Diamond’s new work, “Matisse,” was not quite ready for prime time on its premiere night. There is nothing wrong with it that time and money couldn’t cure, but money for time is what is always lacking for artists. The piece is an interesting examination of the interplay between the painter, his models, and his artworks — and, by analogy, between the choreographer, his dancers, and his dances. It is set to a cool mix of music by mu ziq, Plaid and Rhythmic Fission, with some voice-over quotes from Matisse about his aesthetic beliefs (and with an annoying hiss in the recording). The best part of this work is its bringing to motion Matisse’s great image of dance, which is so alive that you are sure the dancers move when your back is turned. In the painting, the women are a rich ochre, almost a terra rosa color, and here the color is not quite right — but the live dancers mimic their painted models skillfully, and it is deeply satisfying to see that frozen dance in motion at last.

Dustin Layton portrays the master (he is more believable as the young Matisse), working with Traci Gilchrest as a model, and Mary Ellen Beaudreau poses as an odalisque. She is fabulous, as rich as a lithograph, her sleek motion beautifully expressing the period in Matisse’s art in which he was obsessed with line. The statuesque Kara Wilkes would have been marvelous as the great Blue Nude, if only her costume had been the correct shade of blue. It was, however, teeth-jarringly wrong.

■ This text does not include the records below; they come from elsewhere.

PR #1026, opened 2023-01-03
fix(compiler): diagnostics show the file and line as part of the type name

### LINKED ISSUE #997: Compiler diagnostics show the file:line as part of the type name
### I tried this

```js
enum Foo {A,B,C}

let x = Foo.H;
```

### Expected

```
Compilation failed with 1 errors
Error | Enum `Foo` (declared in code.w:1:6) does not contain value `H`
```

### Instead, this happened

```
Compilation failed with 1 errors
Error | Enum Foo code.w:1:6 does not contain value H
```

It seems like the type name includes the location (`Foo code.w:1:6`).

### Component

Compiler

### Environment

```markdown
- Wing Version:
- OS:
- Node version:
```

### Anything else?

_No response_

staycoolcall911:
This PR fixes 2 things:

1. We're changing the error message to be as appears in issue #997.
Note a couple of changes from #997: 
  a. We used "at" instead of "declared in" because it makes more sense in different contexts where this diagnostic message appears.
  b. We used quotes instead of ticks, since this is the convention on our compiler error messages.
A test for this already exists at: https://github.com/winglang/wing/blob/main/examples/tests/invalid/enums.w 

2. Also fixed a different error where the compiler would panic when we access a field as if it was a method. For example:
```ts
resource SomeResource {
    name: str;
    init() {
    }
}

let x = new SomeResource();
x.name();
```
Added this as a test.

Fixes #997 

### DIFF
--- a/libs/wingc/src/type_check.rs
+++ b/libs/wingc/src/type_check.rs
@@ -724,7 +724,7 @@ impl<'a> TypeChecker<'a> {
 				} else {
 					self.expr_error(
 						exp,
-						format!("{} should be a function or method",function
+						format!("\"{}\" should be a function or method",function
 						)
 					);
 					return None;
@@ -1560,7 +1560,7 @@ impl<'a> TypeChecker<'a> {
 							if e.values.contains(property) {
 								return _type;
 							} else {
-								return self.general_type_error(format!("Enum {} does not contain value `{}`", _type, property.name));
+								return self.general_type_error(format!("Enum \"{}\" does not contain value \"{}\"", _type, property.name));
 							}
 						}
 						_ => {
--- a/libs/wingc/src/type_check.rs
+++ b/libs/wingc/src/type_check.rs
@@ -724,7 +724,7 @@ impl<'a> TypeChecker<'a> {
 				} else {
 					self.expr_error(
 						exp,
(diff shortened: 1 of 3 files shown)


libs/wingc/src/type_check.rs
```diff
@@ -719,9 +719,16 @@ impl<'a> TypeChecker<'a> {
...
 				// Make sure this is a function signature type
-				let func_sig = func_type
-					.as_function_sig()
-					.expect(&format!("{} should be a function or method", function));
+				let func_sig = if let Some(func_sig) = func_type.as_function_sig() {
+					func_sig
+				} else {
+					self.expr_error(
+						exp,
+						format!("\"{}\" should be a function or method",function
```
yoav-steinberg, line 727: I suspect this isn't formatted using our rustfmt settings. We should try to make sure that all commits use the same fmt settings to avoid extra "non functional" commits in the future.
```suggestion
						format!("\"{}\" should be a function or method", function
```

yoav-steinberg (approved):
see minor comment about code formatting

libs/wingc/src/type_check.rs
staycoolcall911: Thanks!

Since Matisse was one of the greatest colorists who has ever lived (and who by the end of his life found the way to marry color and line into irreducible perfection, as evidenced by the Blue Nude), this wrongness of color, along with the less-than-perfect copies of his paintings that appeared on stage, dooms the work in its current form.

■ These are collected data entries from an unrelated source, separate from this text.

PR #1030, opened 2023-01-03
feat(compiler): basic global utility functions

### LINKED ISSUE #105: Utility Functions: panic, assert
https://github.com/winglang/wing/blob/main/docs/04-reference/winglang-spec.md#12-utility-functions

3p3r:
resolves #105 


libs/wingc/src/jsify.rs
```diff
@@ -283,8 +283,25 @@ impl JSifier {
...
+					return format!(
+						"{{((msg) => {{console.error(msg, (new Error()).stack);process.exit(1)}})({})}}",
+						self.jsify_arg_list(args, None, None, false)
+					);
+				} else if matches!(&function, Reference::Identifier(Symbol { name, .. }) if name == "throw") {
+					return format!(
+						"{{((msg) => {{throw new Error(msg)}})({})}}",
+						self.jsify_arg_list(args, None, None, false)
+					);
 				} else if let Reference::NestedIdentifier { object, .. } = function {
```
Chriscbr, line 305: It looks like we've collected a lot of global functions. How about we extract this out into something like:

```rs
if let Some(output) = self.jsify_global_function(&function, ...) {
  return output;
} else if let Reference::NestedIdentifier { object, .. } = function {
  ...
}
```

libs/wingc/src/jsify.rs
```diff
@@ -283,8 +283,25 @@ impl JSifier {
 			ExprKind::Reference(_ref) => self.jsify_reference(&_ref, None, phase),
 			ExprKind::Call { function, args } => {
 				let mut needs_case_conversion = false;
+				// note: Globals are emitted here and wrapped in "{{ ... }}" blocks. Wrapping makes these emissions, actual
+				// statements and not expressions. this makes the runtime panic if these are used in place of expressions.
```
Chriscbr, line 287: Isn't this already prevented by the type checker? I'm not sure I see the need to add a second safety mechanism.

e.g. If I write this:
```
let x = print("Hello, world!");
```

and compile it in Wing, it should error when type checking is performed (before any JS is emitted)

libs/wingc/src/jsify.rs
```diff
@@ -283,8 +283,25 @@ impl JSifier {
...
 				if matches!(&function, Reference::Identifier(Symbol { name, .. }) if name == "print") {
-					return format!("console.log({})", self.jsify_arg_list(args, None, None, false));
+					return format!("{{console.log({})}}", self.jsify_arg_list(args, None, None, false));
+				} else if matches!(&function, Reference::Identifier(Symbol { name, .. }) if name == "assert") {
+					return format!(
+						"{{((cond) => {{if (!cond) throw new Error(`Runtime Assertion Failed For Condition: '{0}'`)}})({0})}}",
```
Chriscbr, line 292: Wondering if we should shorten this
```suggestion
						"{{((cond) => {{if (!cond) throw new Error(`assertion failed: '{0}'`)}})({0})}}",
```

Chriscbr (commented):
Woot - this looks mighty useful!

libs/wingc/src/jsify.rs
3p3r: You are correct. I just wanted to emit technically accurate code here, because spec does mention these are statements and not expressions. The block make these expression-statements at JS grammar level.

3p3r: From: https://github.com/tree-sitter/tree-sitter-javascript/blob/7a29d06274b7cf87d643212a433d970b73969016/grammar.js#L247

libs/wingc/src/jsify.rs
```diff
@@ -145,6 +145,33 @@ impl JSifier {
 			}
 		}
 	}
+	// note: Globals are emitted here and wrapped in "{{ ... }}" blocks. Wrapping makes these emissions, actual
```
eladb, line 148: Why double `{{`?

libs/wingc/src/jsify.rs
```diff
@@ -145,6 +145,33 @@ impl JSifier {
...
+					"{{((cond) => {{if (!cond) throw new Error(`preflight assertion failed: '{0}'`)}})({0})}}",
+					self.jsify_arg_list(args, None, None, false)
+				);
+			}
+			UtilityFunctionKind::Print => {
+				return format!("{{console.log({})}}", self.jsify_arg_list(args, None, None, false));
+			}
+			UtilityFunctionKind::Throw => {
+				return format!(
+					"{{((msg) => {{throw new Error(msg)}})({})}}",
```
eladb, line 163: Why are we wrapping in a function?

(Add comment explaining)

libs/wingc/src/jsify.rs
```diff
@@ -145,6 +145,33 @@ impl JSifier {
...
+					self.jsify_arg_list(args, None, None, false)
+				);
+			}
+			UtilityFunctionKind::Panic => {
+				return format!(
+					"{{((msg) => {{console.error(msg, (new Error()).stack);process.exit(1)}})({})}}",
```
eladb, line 169: Same q

libs/wingc/src/jsify.rs
```diff
@@ -145,6 +145,33 @@ impl JSifier {
 			}
 		}
 	}
+	// note: Globals are emitted here and wrapped in "{{ ... }}" blocks. Wrapping makes these emissions, actual
+	// statements and not expressions. this makes the runtime panic if these are used in place of expressions.
+	fn jsify_global_utility_function(&self, args: &ArgList, function_type: UtilityFunctionKind) -> String {
+		match function_type {
+			UtilityFunctionKind::Assert => {
+				return format!(
+					"{{((cond) => {{if (!cond) throw new Error(`preflight assertion failed: '{0}'`)}})({0})}}",
```
eladb: Why preflight? This should work for inflight as well, no?

eladb (approved):

libs/wingc/src/jsify.rs
3p3r: You are too quick! fb08498886bad95c2e00ca6ea8198d1c70cdade4

libs/wingc/src/jsify.rs
3p3r: [It's Rust syntax](https://doc.rust-lang.org/std/fmt/index.html#escaping). It's how a literal `{` is escaped in formatted strings.

libs/wingc/src/jsify.rs
3p3r: https://github.com/winglang/wing/pull/1030#discussion_r1061166157

libs/wingc/src/jsify.rs
3p3r: https://github.com/winglang/wing/pull/1030#discussion_r1061166157

libs/wingc/src/jsify.rs
```diff
@@ -284,7 +311,13 @@ impl JSifier {
 			ExprKind::Call { function, args } => {
 				let mut needs_case_conversion = false;
 				if matches!(&function, Reference::Identifier(Symbol { name, .. }) if name == "print") {
-					return format!("console.log({})", self.jsify_arg_list(args, None, None, false));
+					return self.jsify_global_utility_function(&args, UtilityFunctionKind::Print);
```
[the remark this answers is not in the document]
3p3r: I implemented the `Display` trait on that enum to move these string associations under the same enum definition: 190a4befd6dcab06b451727cf2c57cc9a057d6fe

examples/tests/error/utilities.w
```diff
@@ -0,0 +1,4 @@
+assert(false);
+print("W");
```
eladb, line 2: We need some tests that assert some expected results. For example, where can I see  the output of each one of these?

I understand from @MarkMcCulloh that there's a plan to snapshot errors so maybe that's going to be covered there. But this is something we should prioritize because those are not really sufficient to verify the behavior of these functions in my view.

libs/wingc/src/jsify.rs
eladb: Not exactly sure what's the answer here...

eladb (approved):

libs/wingc/src/jsify.rs
3p3r: Oh this one got confused with the comment below it. The reason for this one is just to stay consistent with the other ones.

libs/wingc/src/lib.rs
```diff
@@ -84,6 +84,36 @@ pub fn type_check(scope: &mut Scope, types: &mut Types) -> Diagnostics {
 		scope,
 		types,
 	);
+	add_builtin(
+		"assert",
```
yoav-steinberg, line 88: Lets avoid having these strings defined twice, something like:
```suggestion
		UtilityFunctionKind::Assert.to_string().as_str(),
```

libs/wingc/src/ast.rs
```diff
@@ -147,6 +147,25 @@ pub struct Stmt {
 	pub idx: usize,
 }
 
+#[derive(Debug)]
+pub enum UtilityFunctionKind {
```
yoav-steinberg, line 151: Maybe just
```suggestion
pub enum UtilityFunctions {
```

libs/wingc/src/lib.rs
3p3r: cac32eca312dcb0450370d25b930a10c6d859f9b

libs/wingc/src/ast.rs
3p3r: cac32eca312dcb0450370d25b930a10c6d859f9b

examples/tests/error/utilities.w
3p3r: I would love to have typed error checking in whatever solution we end up with. For example if code is expected to throw the following Error:
```ts
class WingCliException extends Error {}
```
It needs to have an assertion like this:
```ts
expect(call()).rejects.toThrowWith(WingCliException);
```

NC Dance Theatre - "Glass Houses"The evening closes with a successful new work by company dancer and rehearsal director Sasha Janes. He developed “Glass Houses” in collaboration with sculptor Shaun Cassidy, who has done several public art projects in Charlotte and who teaches at Winthrop University in Rock Hill, SC. Cassidy’s large white sculpture demarcates space and dominates half the stage — it is like a jungle gym with a heavy Sol Le Witt influence. The stage sculpture combines aspects of two of Cassidy’s previous works with the addition of a swing, which was requested by the choreographer. The swing is a critical element in conveying the dance’s concept and in activating the space in a fresh way. Janes, who is from Australia, is interested in the way the Internet and its virtual world intersect with the actual world in which we are physically present — in the ways it allows us to connect despite the constraints of space and time yet at the same time frames and exposes us in unexpected ways as we leave our electronic footprints.

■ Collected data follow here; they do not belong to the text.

Issue #977, opened 2022-12-22
Algebraic data types / union-like classes


Chriscbr:
### Feature Spec

As a Wing user, I would like to be able to express enums where each choice may have one or more associated fields.

Examples:

```js
// Wing
enum Frequency {
  Cron(str),
  Rate(duration),
}

enum ArithmeticExpression {
    Number(num)
    Addition(ArithmeticExpression, ArithmeticExpression)
    Multiplication(ArithmeticExpression, ArithmeticExpression)
}

enum MatchAssertion {
  Absent,
  AnyValue,
  ContainsPattern(str),
}
```

Such an enum could be used like so:

```js
// Wing
let x = Frequency.Cron("0 0 * * *"); // typed as Frequency
let kind = nameof(x); // "Cron"

let message: str = switch x {
  Cron(_) -> "Running with a cron schedule.",
  Rate(d) -> "Running every ${d.minutes} minutes",
};
```

Since a switch statement is the only control flow that lets you safely unwrap an enum, it is the only way to extract the values of the associated fields.

> The name "switch" is used to emphasize that this is primarily a control structure for enums. I think if we chose the name "match" it might confused some users as they may expect the syntax to support matching against other types like tuples, primitives, etc. like Rust ([example](https://doc.rust-lang.org/rust-by-example/flow_control/match.html))

The compiler would translate such an enum into an enum-like class in JavaScript:

```js
// JavaScript
class Frequency {
  private constructor(
    public readonly discriminant: number,
    public readonly field1?: string,
    public readonly field2?: Duration
  ) {}
  public static Cron(field1: string) {
    return new Frequency(0, field1, null);
  }
  public static Rate(field2: Duration) {
    return new Frequency(1, null, field2);
  }
  public nameOf(): string {
    switch (this.discriminant) {
      case 0:
        return "Cron";
      case 1:
        return "Rate";
    }
  }
}
```

And the enum usage would be translated like so:

```js
// JavaScript
let x = Frequency.Cron("0 0 * * *");
let kind = x.nameOf();

let message: string = (function(x) {
  // this could also be implemented with if/else, doesn't really matter
  switch (x.discriminant) {
    case 0:
      return "Running with a cron schedule.";
    case 1:
      return `Running every ${x.field2.minutes} minutes`
  }
})(x);
```

### FAQ

**Q:** What about ordinary enums without any fields?
[...]

PR #1039, opened 2023-01-04
rfc: bring typescript

eladb:
The goal: to be able to `bring` any typescript library to be used in my Wing code.

This is an initial draft for spec of this feature.

[Rendered version](https://github.com/winglang/wing/blob/eladb/bring-typescript/rfcs/bring-ts.md)

### DIFF
--- a/rfcs/bring-ts.md
+++ b/rfcs/bring-ts.md
@@ -9,7 +9,21 @@
 ## Feature Spec
 
 Wing has great interoperability with the TypeScript ecosystem. You can bring any TypeScript library
-and use it Wing.
+and use it in Wing.
+
+### How does Wing bring typescript libraries?
+
+When the Wing compiler sees something like this:
+
+```js
+bring colors;
+```
+
+It will use node's standard module resolution algorithm to lookup for `colors`. When found, it will
+check if there's a `.jsii` manifest in the module. Since there isn't, it will check if the directory `vendor/colors.wlib`
+exists.
+
+This directory is expected to include a `.jsii` file and an `index.js` file.
 
 ### ts2wing
 
@@ -24,21 +38,26 @@ $ ts2wing --version
 0.1.2
 ```
 
-Let's say I want to use the [colors](https://www.npmjs.com/package/colors) library, first, let's
-import it using the `ts2wing` command:
+Let's say I want to use the [colors](https://www.npmjs.com/package/colors) library in my Wing code.
+
+First, I am going to install it via npm/yarm/pnpm or whatever:
+
+```sh
+npm i colors
+```
+
+Now, I am going to generate bindings for it using `ts2wing`:
 
 ```sh
 $ ts2wing colors
-Installing colors@1.4.0 from npm and all dependencies into vendor/colors.wlib.src...
-Processing type definitions (index.d.ts)...
-Generating Wing wrapper classes...
-Compiling with JSII...
-Generating API.md...
-Packaging Wing Library to vendor/colors.wlib
-Cleaning vendor/colors.wlib.src
+Found colors@1.4.0 under node_modules/colors...
+Reading definitions from index.d.ts...
+Generating Wing wrapper classes under vendor/colors/index.ts...
+Compiling JSII to vendor/colors/.jsii...
+Generating vendor/colors/API.md...
 ```
 
-### The .wlib File
+### The .wlib Directory
 
 This command created a Wing Library file under `vendor/colors.wlib`.
 
--- a/rfcs/bring-ts.md
+++ b/rfcs/bring-ts.md
@@ -11,31 +11,27 @@
 Wing has great interoperability with the TypeScript ecosystem. You can bring any TypeScript library
 and use it in Wing.
 
-### TypeScript adapters
+In order to be able to `bring` a TypeScript module into your Wing code, you will need
+a **Wing bindings library** for this module. Bindings can be hand-written or can be 
+automatically generated from `.d.ts` files using `ts2wing`.
 
-In order to be able to `bring` a TypeScript library into your Wing code, you will need
-a **TypeScript adapter** for this library. Adapters can be hand-written or can be automatically
-generated from `.d.ts` files using `ts2wing`.
+> There are certain type definitions that are not supported for automatic generation at the moment.
+> As this project evolves, we will add more patterns as needed.
 
-> At the moment, there will be type definitions that are not supported by `ts2wing`,
-> which means that you might need to manually add adapter code for those libraries. More on that later.
-
-### Manually creating an TypeScript adapter
+### Manual
 
 We will first start by demonstrating what it takes to manually create
-an adapter for a TypeScript library, and then we will show how to use `ts2wing` in order
-to generate the adapter automatically.
+bindings for a TypeScript library, and then we will show how to use generate
+one automatically.
 
 Let's say I want to use the [colors](https://www.npmjs.com/package/colors) library in my Wing code.
-
-Like this:
 
 ```js
 // hello-colors.w
 bring colors;
 ```
 
-First, simply install this library through npm (or any other node-compatible package manager):
+We install this library through npm (or any other node-compatible package manager):
 
 ```sh
 $ npm i colors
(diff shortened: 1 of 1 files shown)


rfcs/bring-ts.md
```diff
@@ -0,0 +1,248 @@
...
+$ ts2wing --version
+0.1.2
+```
+
+Let's say I want to use the [colors](https://www.npmjs.com/package/colors) library, first, let's
+import it using the `ts2wing` command:
+
+```sh
+$ ts2wing colors
+Installing colors@1.4.0 from npm and all dependencies into vendor/colors.wlib.src...
```
Joshswooft, line 32: option to install via yarn or pnpm in addition to npm would be nice

rfcs/bring-ts.md
```diff
@@ -0,0 +1,248 @@
...
+Generating Wing wrapper classes...
+Compiling with JSII...
+Generating API.md...
+Packaging Wing Library to vendor/colors.wlib
+Cleaning vendor/colors.wlib.src
+```
+
+### The .wlib File
+
+This command created a Wing Library file under `vendor/colors.wlib`.
```
Joshswooft, line 43: vendors is a nice folder name, very golang like :)

rfcs/bring-ts.md
```diff
@@ -0,0 +1,248 @@
...
+
+This will open your browser with the generated API documentation for the generated library. Cute,
+ha?
+
+### Consuming the library
+
+OK, let's use this library in our Wing code.
+
+```js
+bring colors;
```
Joshswooft, line 64: any chance of name collisions?

rfcs/bring-ts.md
```diff
@@ -0,0 +1,248 @@
...
+$ ts2wing edit colors
+OK, "colors" is ready to be edited under "vendor/colors.wlib.src".
+After you are done, make sure to run: ts2wing colors
+```
+
+Now, go ahead and make any modifications you like to `vendor/colors.wlib.src` and after
+you are finished, run:
+
+```sh
+$ ts2wing colors
```
Joshswooft, line 93: watch mode would be nice for this kind of stuff

rfcs/bring-ts.md
```diff
@@ -0,0 +1,248 @@
...
+
+This is all nice, but at the moment we believe that supporting type unions is not really required
+for building great cloud applications. In fact, we think that type unions are a potential source of
+bugs and complexity, and we want Wing to be easy to learn and use and scale across large teams in
+big companies. To that end, we don't support type unions (and we reserve the right to change our
+minds).
+
+To bridge this gap, the `ts2wing` tool will generate a "union-like class" in for each type union in
+the imported library. The class will have a set of static factory methods, one for each type in the
+union:
```
MarkMcCulloh, line 138: As a TS fan, this reads as "We think type unions are bad so instead of having them, we're doing something worse". 
It's fair to say we aren't convinced they're important to have in Wing and that it maybe is too difficult to implement right now so we're doing something easier.

Basically, the following specific part doesn't seem helpful, because it's strange to criticize the existence of something while attempting to mimic it:
> In fact, we think that type unions are a potential source of bugs and complexity, and we want Wing to be easy to learn and use and scale across large teams in big companies.

rfcs/bring-ts.md
eladb: Decoupled the npm installation and the wing bindings, so now users control exactly how to install.

rfcs/bring-ts.md
```diff
@@ -0,0 +1,248 @@
...
+This is it, now the updated `colors.wlib` will include your changes.
+
+### Type system adapters
+
+It is not possible to express every type in TypeScript within the Wing type system. This is because:
+
+1. Wing is young and it will take the type system time to evolve; 
+2. The design goals of Wing and TypeScript are different. TypeScript is designed to be able to
+   represent every possible type that can be expressed in JavaScript, while Wing is designed to be a
+   great language for cloud application programming.
```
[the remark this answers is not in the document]
MarkMcCulloh: > I don't agree - it seems to me like JS's dynamic typing is very much a motivating reason why unions exist in TypeScript.

Theoretically, TS did not have to implement ADTs like this right? I figure it could be expressed more [akin to the way you discuss it here](https://github.com/winglang/wing/issues/977) while still supporting legacy APIs. 
I see your point though and will agree that what I said originally isn't fair, the reason they had to tackle the problem **is** that javascript allowed it. However, I think the particular solution they chose is a really good one when it may not have been the only option. 
Does that mean we have to do it the same way they did? No, but saying it's bad is not a good reason.

> Other languages address unions in a way that results in less compiler complexity (=> faster compile times):

You say less compiler complexity, I say less expressiveness. If we want that (which I suppose we do, based on design tenants) then that's fine, but we shouldn't pretend like what TS did is worse.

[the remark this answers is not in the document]
eladb: I :heart: TypeScript's type system and I think it's beautiful and elegant and extremely powerful. And as we discussed, given the goals of the language, the type system is a work of art, it's inspiring and expressive.

But... as I mentioned, Wing doesn't have the same goals as TypeScript. And the decision whether to support type unions or not should be taken within the design goals and tradeoffs of Wing, not of TypeScript. And I don't think we need type unions in Wing. Like @Chriscbr says, most programming languages don't have support type unions. Yes, it might be less expressive for certain use cases, but there is also value in constrainting expressivity sometimes, especially in a language that aims to scale to large enterprises and huge multi-team projects.

I'll try to improve the reasoning, but this is not about aesthetics. The fact that we want to interop with TypeScript doesn't mean we need to carry over every design decision they made. Not because they are "wrong" for typescript, but because they might not be the right thing for Wing.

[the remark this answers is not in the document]
MarkMcCulloh: > The decision whether to support type unions or not should be taken within the design goals and tradeoffs of Wing, not of TypeScript

Agreed, I think union types are a nice idea within the goals and tradeoffs of Wing regardless of TS interop or why they exist in the context of TS. We disagree on this, which is totally okay, but I wanted to make it clear that I don't feel that way because of the reasons you mention.

> The fact that we want to interop with TypeScript doesn't mean we need to carry over every design decision they made.

Then this RFC should strictly be about "What is the experience of using TS libs in Wing" rather than having notes about why we chose not to have certain features of the TS type system in Wing itself. If someone asks why we don't support unions here as-is, then the discussion should be moved elsewhere and focused on Wing's type system design so that it's free of any influence of TS interop.

rfcs/bring-ts.md
```diff
@@ -0,0 +1,267 @@
...
+
+As you can see, since Wing doesn't support global functions, the `Global` wrapper class was
+generated and includes a static method for each public API exported from `colors`.
+
+Similarly to turning global functions to static methods, `ts2wing` applies other heuristics to
+create an [adaptation layer](#type-system-adapters) between the type systems.
+
+### Escape hatch
+
+As you might have expected, there could be cases where `ts2wing` won't be able to create an adapter
```
Joshswooft, line 96: Will a user be made aware of when the wing compiler can't create the necessary adapters? You could take this further and prompt them to use the edit command

rfcs/bring-ts.md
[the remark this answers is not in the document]
Joshswooft: "there is also value in constrainting expressivity sometimes, especially in a language that aims to scale to large enterprises and huge multi-team projects." - I agree with @eladb here. 

Gonna use Golang as the example here, which by design is very simple and not as expressive as other languages e.g. JavaScript. But if you look at any tutorial/repo about Go, all the code looks the same! Thats very powerful because it allows new users to learn concepts very quickly without worrying that they are learning outdated syntax. 

If you take JS as an example for this you have the callbacks vs async/await. Prototypes vs class vs functional approach. This can be quite overwhelming for new users and even become a barrier to some hesitant on learning a new language.

I guess looping back to the design tenants it also fits in: 

- Syntax design aims to be concise and minimal, while being "batteries included" 

So i guess the question is do we see unions as being necessary for the wing ecosystem and not just something we added as a way to support another language?

rfcs/bring-ts.md
```diff
@@ -0,0 +1,267 @@
...
+Generating Wing wrapper classes under vendor/colors/index.ts...
+Compiling JSII to vendor/colors/.jsii...
+Generating vendor/colors/API.md...
+```
+
+### The .wlib Directory
+
+This command created a Wing Library file under `vendor/colors.wlib`.
+
+> A `.wlib` file it a self-contained artifact that represents a reusable library in Wing. It
```
hasanaburayyan, line 64:
```suggestion
> A `.wlib` file is a self-contained artifact that represents a reusable library in Wing. It
```

rfcs/bring-ts.md
```diff
@@ -0,0 +1,267 @@
...
+Similarly to turning global functions to static methods, `ts2wing` applies other heuristics to
+create an [adaptation layer](#type-system-adapters) between the type systems.
+
+### Escape hatch
+
+As you might have expected, there could be cases where `ts2wing` won't be able to create an adapter
+for a certain TypeScript library. It will take us time to establish all the patterns and in parallel
+evolve the Wing type system.
+
+If you run `ts2wing` with the switch `--unpacked` like so:
```
hasanaburayyan, line 100: no example follows using `--unpacked`

rfcs/bring-ts.md
```diff
@@ -0,0 +1,267 @@
...
+
+#### Public dependencies are not supported
+
+Since we want to bundle all the dependencies of a library into a `.wlib`, it is not possible to
+export APIs from the library that uses types from other libraries. This is actually not very common
+in the JavaScript ecosystem (most library APIs just use standard types). To solve this, we need to
+the dependent library to also be "winfigied". This is possible, but for now, I think we can just
+fail if a library tries to export APIs that use types from a dependency. This is in a sense the
+difference between "public dependencies" and "private dependencies" and we need to model that well
+in order to avoid some horrible fitfalls that TypeScript fell into (e.g. it is impossible to use
```
hasanaburayyan, line 265:
```suggestion
in order to avoid some horrible pitfalls that TypeScript fell into (e.g. it is impossible to use
```

rfcs/bring-ts.md
```diff
@@ -0,0 +1,413 @@
...
+bugs and complexity, and we want Wing to be easy to learn and use and scale across large teams in
+big companies. To that end, we don't support type unions (and we reserve the right to change our
+minds).
+
+To bridge this gap, the `ts2wing` tool will generate a "union-like class" in for each type union in
+the imported library. The class will have a set of static factory methods, one for each type in the
+union:
+
+```ts
+declare class FooInitValue {
```
ekeren, line 250: I am trying to imagine the actual `bridge.ts` artifact in this example, hope I understand this correctly.
Also, this is the first time in my life that I am writing typescript code, and I have to say, It is Fucking amazing!!! 

So, bare with me cause I am a noob in typescript...

Imagine we have the following class Foo implementation:

```ts
// foo.ts
export class Foo {
  private value: string | number;
  constructor(value: string | number) {
    console.log(`The parameter is of type ${typeof value}`);
    this.value = value;
  }

  bar(): string[] | string | false {
    if (Math.random() > 0.5) return ["hello", "world"];
    if (Math.random() > 0.5) return "hello world";
    return false;
  }

  toString() {
    return `This is a Foo Class with value ${this.value}`;
  }

  getAnotherFoo(f: Foo) {
    console.log(`got another foo ${f}`);
  }
}
```

I assume we will need to result in a `foo_bridge.ts` file
```ts
// foo_bridge.ts
import { ExampleClass, globalExample, Foo as _inner_Foo } from "./original";

export class FooInitValue {
  static fromStr(value: string): FooInitValue {
    return new FooInitValueImp(value, undefined);
  }
  static fromNum(value: number): FooInitValue {
    return new FooInitValueImp(undefined, value);
  }
}
class FooInitValueImp {
  _str?: string;
  _number?: number;
  
  constructor(s?: string , n?: number){
    if (s) this._str = s; 
    else if (n) this._number = n;
    else throw new Error("Unreachable");
    
  }
  
}
export declare class FooBarResult{
  asBool(): boolean ;
  isBool(): boolean ;
  asMutArrayStr(): string[];
  isMutArrayStr(): boolean ;
  asString(): string ;
  isString(): boolean ;
}
class FooBarResultImpl implements FooBarResult {
  _boolean? : boolean;
  _mutArrayStr?: string[];
  _string?: string;
  asBool(): boolean {
    return this._boolean!;
  }
  isBool(): boolean {
    return typeof this._boolean !== "undefined";
  }
  isMutArrayStr(): boolean {
    return typeof this._mutArrayStr !== "undefined";
  }
  asMutArrayStr(): string[] {
    return this._mutArrayStr!;
  }
  isString(): boolean {
    return typeof this._string !== "undefined";
  }
  asString(): string {
    return this._string!;
  }
}

export class Foo {
  _boxed: _inner_Foo;
  constructor(v: FooInitValue){
    if (v instanceof FooInitValueImp){
      if (v._number) this._boxed = new _inner_Foo(v._number);
      else if (v._str)  this._boxed = new _inner_Foo(v._str);
      else throw new Error("Unreachable");
    }
    else {
      throw new Error("Unreachable");
    }
  }

  toString(){
    return this._boxed.toString();
  }

  bar():  FooBarResult {
    let innerRes = this._boxed.bar();
    let res = new FooBarResultImpl();
    if (typeof innerRes ===  "string" ) res._string = innerRes;
    else if (innerRes instanceof  Array) res._mutArrayStr = innerRes;
    else {
      res._boolean = innerRes;
    }
    return res;
  }
  getAnotherFoo(f: Foo ){
    return this._boxed.getAnotherFoo(f._boxed);
  }
}
```

And then the consumer of the bridge class will look like this:
```ts
import { Foo, FooBarResult, FooInitValue} from "./bridge";

let fooFromNumber = new Foo(FooInitValue.fromNum(10));
let fooFromString = new Foo(FooInitValue.fromStr("ten"));
fooFromNumber.getAnotherFoo(fooFromString);
let bar = new Foo(FooInitValue.fromNum(20)).bar();

if (bar.isBool()) {
  console.log(`bar ${bar} is bool = ${bar.asBool()}`);
}
if (bar.isMutArrayStr()) {
  console.log(`bar ${bar} is MutArrayStr = ${bar.asMutArrayStr()}`);
}
if (bar.isString()) {
  console.log(`bar ${bar} is String = ${bar.asString()}`);
}
```

First, is this correct? or close to being correct? 
Second, please notice that any exported entity that is linked to the exported original Foo also needs to be implemented in the bridge using the new `BoxedFoo`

Half a dozen dancers in sleek white costumes piped with thin red lines (by Jennifer Symes) move between the two worlds to the music of the Kronos Quartet, with the action gradually going more and more to the virtual side. You can see people friending and un-friending each other — there is a poignant moment when one is ostracized and alone amid the busy web of activity — and there is a constant interplay of group and individual, both on the stage and up in the sculpture. The choreography does include leaps which sizzle the air, but the entire space of the stage box is activated by the height of the sculpture and the movement of the dancers on its narrow bars and platforms. Near the end, the six dancers are joined by ten more, multiplying the connections and possibilities just as occurs in Facebook and other social networking websites and filling the stage with excitement.

This is Janes’ first large-scale choreography, and it indicates a substantial talent. His debut effort was a beautiful pas de deux, but his first multi-dancer work was not as strong. “Glass Houses” seems to promise that we will continue to see Janes’ artfulness even after that sad and inevitable day his joints will no longer let him dazzle us as a dancer.

Innovative Works continues at the Booth Playhouse of the Blumenthal Performing Arts Center through November 14. See our calendar for details. The NCDT dancers have dedicated their performances of this program to the memory of Carolina Ballet trainee dancer Elena Shapiro, who was killed by a drunk driver in September, and whose brother is a member of NCDT.